There’s nothing really special about my training script, it’s taken from the examples. The model is finetuned from the stt_en_citrinet_1024 model. cfg.model_target is nemo.collections.asr.models.EncDecCTCModelBPE

from omegaconf import OmegaConf
import pytorch_lightning as pl
import wandb

from nemo.collections.asr.models import ASRModel
from nemo.core.config import hydra_runner
from nemo.utils import logging, model_utils
from nemo.utils.exp_manager import exp_manager


@hydra_runner(config_path="conf/citrinet/", config_name="config")
def main(cfg):
    # Setup trainer and exp. manager
    trainer = pl.Trainer(**cfg.trainer)
    log_dir = exp_manager(trainer, cfg.get("exp_manager", None))
    # Setup Model
    model_class = model_utils.import_class_by_path(cfg.model_target)  # type: ASRModel
    asr_model = model_class.from_pretrained(model_name=cfg.init_from_pretrained_model)
    asr_model.cfg = cfg.model
    asr_model.set_trainer(trainer)
    asr_model.setup_training_data(cfg.model.train_ds)
    asr_model.setup_multiple_validation_data(cfg.model.validation_ds)
    asr_model.setup_optimization(cfg.model.optim)
    # Setup Augmentation
    asr_model.spec_augmentation = asr_model.from_config_dict(cfg.model.spec_augment)
    # Change vocab
    asr_model.change_vocabulary(
        new_tokenizer_dir=cfg.model.tokenizer.dir,
        new_tokenizer_type=cfg.model.tokenizer.type
    )
    trainer.fit(asr_model)


if __name__ == '__main__':
    main()

The tokenizer is generated using process_asr_text_tokenizer.py:

python process_asr_text_tokenizer.py --manifest=<path to train manifest files, seperated by commas> \
         --data_root=tokenizers \
         --vocab_size=1024 \
         --tokenizer=spe \
         --log

Expected behavior

The model should be able to converge and predict Arabic text accurately.

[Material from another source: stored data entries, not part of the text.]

PR #1280, opened 2023-05-30
OCM-2103 | feat: add 'in use' column list oidc providers

gdbranco:
Related issue: https://issues.redhat.com/browse/OCM-2103

### DIFF
--- a/pkg/aws/helpers.go
+++ b/pkg/aws/helpers.go
@@ -781,6 +781,26 @@ func GetResourceIdFromARN(stringARN string) (string, error) {
 	return parsedARN.Resource[index+1:], nil
 }
 
+func GetResourceIdFromOidcProviderARN(stringARN string) (string, error) {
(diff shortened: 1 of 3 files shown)


pkg/aws/helpers.go
```diff
@@ -781,6 +781,26 @@ func GetResourceIdFromARN(stringARN string) (string, error) {
 	return parsedARN.Resource[index+1:], nil
 }
 
+func GetResourceIdFromOidcProviderARN(stringARN string) (string, error) {
```
oriAdler, line 784: Can we re-use https://github.com/openshift/rosa/blob/master/pkg/aws/helpers.go#L764?

gdbranco: Not really, that one takes the last index and the new one takes the first.

I'm going to refactor this based on the service of the parsed arn

PR #1282, opened 2023-05-31
OCM-1361 | fix: Add flag to bypass confirmation on edit cluster

cameronmwall:
JIRA: https://issues.redhat.com/browse/OCM-1361

This PR adds functionality to the edit cluster command to accept a "-y" flag to bypass confirmation on certain changes. Editing proxy values remains unchanged as the confirmation question was never asked on these commands

### DIFF
--- a/cmd/edit/cluster/cmd.go
+++ b/cmd/edit/cluster/cmd.go
@@ -234,7 +234,7 @@ func run(cmd *cobra.Command, _ []string) {
 		private = &privateValue
 	} else if privateValue {
 		r.Reporter.Warnf("You are choosing to make your cluster API private. %s", privateWarning)
-		if !confirm.Yes() && !confirm.Confirm("set cluster '%s' as private", clusterKey) {
+		if !confirm.Confirm("set cluster '%s' as private", clusterKey) {
 			os.Exit(0)
 		}
 	}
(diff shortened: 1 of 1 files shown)


cmd/edit/cluster/cmd.go
```diff
@@ -233,7 +234,7 @@ func run(cmd *cobra.Command, _ []string) {
 		private = &privateValue
 	} else if privateValue {
 		r.Reporter.Warnf("You are choosing to make your cluster API private. %s", privateWarning)
-		if !confirm.Confirm("set cluster '%s' as private", clusterKey) {
+		if !confirm.Yes() && !confirm.Confirm("set cluster '%s' as private", clusterKey) {
```
gdbranco, line 237: I think we only needed to add the flag due to this

https://github.com/openshift/rosa/blob/510a8c7e2c25b85a2ec5e30be3c0deeaa5d44ac9/pkg/interactive/confirm/confirm.go#L50

Would you have some time to test removing the confirm.yes?

cameronmwall: After more exploration, I think you are right. Because the "confirm.confirm" returns yes if the flag has been passed, we do not seem to need the "confirm.yes" check. I have tested after removing this check and the confirmation question is still not being asked

PR #1284, opened 2023-05-31
OCM-1410 | fix: correct error message when 'rosa link user-role' with account-id under diff org

robdolares:
Related Issue: https://issues.redhat.com/browse/OCM-1410


thomasmckay:
lgtm

PR #1287, opened 2023-06-01
fix/filter-subnets-by-cidr

cameronmwall:
JIRA: https://issues.redhat.com/browse/OCM-1227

Environment overview (please complete the following information)

  • Environment location: Docker (nvcr.io/nvidia/pytorch:21.10-py3)
  • Method of NeMo install: pip install nemo_toolkit[all]==1.7.0
  • If method of install is [Docker], provide docker pull & docker run commands used

Dockerfile:

FROM nvcr.io/nvidia/pytorch:21.10-py3

ARG DEBIAN_FRONTEND=noninteractive

COPY ./requirements.txt requirements.txt 

RUN apt update && \
    apt install -y ffmpeg libsndfile1 && \
    python3 -m pip install --upgrade pip && \
    python3 -m pip install -r requirements.txt
docker run --rm -it --gpus all --shm-size 64G --ipc=host --env-file .env -v /home/$USER:/home/$USER train

Additional context

GPU: 8xV100 (AWS p3dn.24xlarge)

About this issue

  • Original URL
  • State: closed
  • Created 2 years ago
  • Comments: 28 (14 by maintainers)

Most upvoted comments

@itzsimpl The ordering given there is what happens inside the constructor of the nemo model itself. When you use init from pretrained - it will first load your model with your config and data loaders etc and only load the pytorch checkpoint weights from the older model into your already initialized model.

The older model’s tokenizer or dataloaders are not used at all, only its weights are copied into your new model.

Ditto, this diagram is helpful. Will leave comments on the PR.

If possible, updating the ASR_CTC_Language_Finetuning tutorial would also be helpful. Just a sentence in the “Update the vocabulary” section saying something along the lines of “The change_vocabulary() must be performed before setting up your datasets otherwise you might get decoding errors.”

Agreed that we need to improve documentation, such issues are subtle and incredibly hard to debug. Theres no way to even test this easily to raise an error.